[Opening Source material section]

PR #8091, opened 2026-06-16
Fix CI by running apt-get update before installing LLVM 20

sffc:
Fixes the CI failures on the `test-c` and `test-js` jobs, which were failing with 404 errors during the installation of `lld-20` and `clang-20`. 

By running `sudo apt-get update` before `apt-get install`, we ensure the package cache is refreshed and the runner can successfully locate and download the LLVM 20 packages.


robertbastian:
weird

[Closing Source material section]

Work to complete. The lines from the one holding "Fixes the CI" to the end of the entries are to be repeated exactly, with both ends included and nothing else.

Completed exercise.
Fixes the CI failures on the `test-c` and `test-js` jobs, which were failing with 404 errors during the installation of `lld-20` and `clang-20`. 

By running `sudo apt-get update` before `apt-get install`, we ensure the package cache is refreshed and the runner can successfully locate and download the LLVM 20 packages.


robertbastian:
weird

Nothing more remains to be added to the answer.